Only the breaking EO story has a direct tax angle, of course. Both might irreparably weaken the Obama administration for the remaining useful period of its second term (once jockeying for 2016 starts, nothing really will get done in Washington). So in that sense, even the Benghazi revelations could affect the chances of serious tax reform by destroying what little bipartisanship existed in Washington. But Lerner’s statements threaten to directly harm tax administration and enforcement, particularly because Republicans are becoming increasingly sensitive to abuse of power issues in Washington.
At Friday’s American Bar Association meeting in Washington, Lerner said that a group of IRS employees in Cincinnati had been inappropriately selecting conservative groups for further review because of their use of terminology associated with the Tea Party. Questions were asked about contributors, or the application processing taking too long. Lerner claimed that the actions were not the result of political bias. “They did it because they were working together; this was a streamlined way for them to refer the cases, and they didn't have the appropriate level of sensitivity about how this might appear to others,” she said. Lerner apologized, noting that many of the questions and letters had been withdrawn and promising that additional procedures were put in place to prevent a repeat occurrence. There was some attempt to deflect blame from senior officials, including former IRS Commissioner Douglas Shulman, but the Associated Press reported Saturday that high-ranking members of the IRS knew about the matter as early as 2011, which would contradict testimony from Shulman and others.
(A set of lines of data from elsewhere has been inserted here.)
PR #455, opened 2020-09-24
Bug 1882479: erroring when replacement not found

gallettilance:

**Reviewer Checklist**

### DIFF
--- a/pkg/registry/populator.go
+++ b/pkg/registry/populator.go
@@ -302,15 +302,11 @@ func (i *DirectoryPopulator) getNextReplacesImagesToAdd(imagesToAdd []*ImageInpu
 		// no new images can be added, the current iteration aggregates all the
 		// errors that describe invalid bundles
 		if pkgFoundImages == 0 && pkgRemainingImages > 0 {
-			errs = append(errs, utilerrors.NewAggregate(pkgErrs))
+			errs = append(errs, pkgErrs...)
 		}
 	}
 
-	if len(errs) > 0 {
-		return nil, nil, utilerrors.NewAggregate(errs)
-	}
-
-	return foundImages, remainingImages, nil
+	return foundImages, remainingImages, utilerrors.NewAggregate(errs)
 }
 
 func (i *DirectoryPopulator) loadManifestsSemver(bundle *Bundle, annotations *AnnotationsFile, skippatch bool) error {
--- a/pkg/registry/populator_test.go
+++ b/pkg/registry/populator_test.go
@@ -686,6 +686,39 @@ func CheckBundlesHaveContentsIfNoPath(t *testing.T, db *sql.DB) {
 	}
 }
 
+func TestDirectoryPopulator(t *testing.T) {
+	db, cleanup := CreateTestDb(t)
+	defer cleanup()
+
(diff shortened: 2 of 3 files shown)


pkg/registry/populator_test.go
```diff
@@ -631,6 +631,37 @@ func TestListBundles(t *testing.T) {
...
+	}
+	add := map[image.Reference]string{
+		image.SimpleReference("quay.io/test/etcd.0.9.2"):        "../../bundles/etcd.0.9.2",
+		image.SimpleReference("quay.io/test/prometheus.0.22.2"): "../../bundles/prometheus.0.22.2",
+	}
+	expectedErr := errors.NewAggregate([]error{
+		fmt.Errorf("Invalid bundle %s, bundle specifies a non-existent replacement %s", "etcdoperator.v0.9.2", "etcdoperator.v0.9.0"),
+		fmt.Errorf("Invalid bundle %s, bundle specifies a non-existent replacement %s", "prometheusoperator.0.22.2", "prometheusoperator.0.15.0"),
+	})
+	require.ElementsMatch(t, expectedErr, populate(add))
```
njhale, line 664: I don't think `TestListBundles` is the appropriate spec for this. It probably needs its own.

pkg/registry/replacesgraphloader.go
```diff
@@ -15,11 +15,21 @@ func (r *ReplacesGraphLoader) CanAdd(bundle *Bundle, graph *Package) (bool, erro
 		return false, fmt.Errorf("Invalid content, unable to parse bundle")
 	}
 
+	// adding the first bundle in the graph
+	if replaces == "" {
+		return true, nil
+	}
+	csvName := bundle.Name
```
njhale, line 22: nit: `csvName` is only used once, so we should probably omit the local variable in favor of `bundle.Name`.

pkg/registry/replacesgraphloader.go
```diff
@@ -15,11 +15,21 @@ func (r *ReplacesGraphLoader) CanAdd(bundle *Bundle, graph *Package) (bool, erro
 		return false, fmt.Errorf("Invalid content, unable to parse bundle")
 	}
 
+	// adding the first bundle in the graph
+	if replaces == "" {
```
njhale, line 19: this is duplicated

gallettilance: nice catch - must have happened when I reverted this file...

pkg/registry/populator.go
```diff
@@ -302,15 +302,11 @@ func (i *DirectoryPopulator) getNextReplacesImagesToAdd(imagesToAdd []*ImageInpu
 		// no new images can be added, the current iteration aggregates all the
 		// errors that describe invalid bundles
 		if pkgFoundImages == 0 && pkgRemainingImages > 0 {
```
njhale, line 304: nit: you could always use the lengths of `remainingImages` and `foundImages` instead of these counters

gallettilance: +1 just didn't want to change too much about the add when implementing the overwrite fix

ecordell (approved):
/lgtm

Republicans are incensed, of course. House Majority Leader Eric Cantor and House Ways and Means Chair Dave Camp promised hearings on the issue. Michigan Democratic Sen. Carl Levin, chair of the Senate’s Permanent Subcommittee on Investigations, said that the entire EO process might need further review. The White House said it assumed the issue would be investigated by TIGTA.
Lerner’s explanation that the reviews were not the result of political bias seems wildly implausible. She cannot possibly expect Republicans or the public to believe that the officials in Cincinnati decided to target any group affiliated with the Tea Party for nonpolitical reasons. Lerner’s credibility is also damaged by the AP’s revelation that IRS leadership knew about it but continued to deny it. How could the IRS possibly allow this kind of conduct to continue during one of the most partisan campaign seasons in U.S. history? The incompetence boggles the mind. It’s also bewildering how the Service could sit in front of GOP lawmakers and chastise them for underfunding tax enforcement when employees were using some of those supposedly precious funds to conduct a politically charged vendetta against conservative exempt organizations.
Lerner’s statement isn’t the end of this story. And her explanation and apology seem both incomplete and hollow. Her words are likely to only further fan the flames of anger. Republicans will likely be even less sympathetic to requests for increased IRS funding. And they will be justified in feeling that way. How can the GOP possibly trust the IRS to behave appropriately after years of misconduct and then lying about it? And a weakened tax administrator hurts everyone, especially taxpayers and the treasury.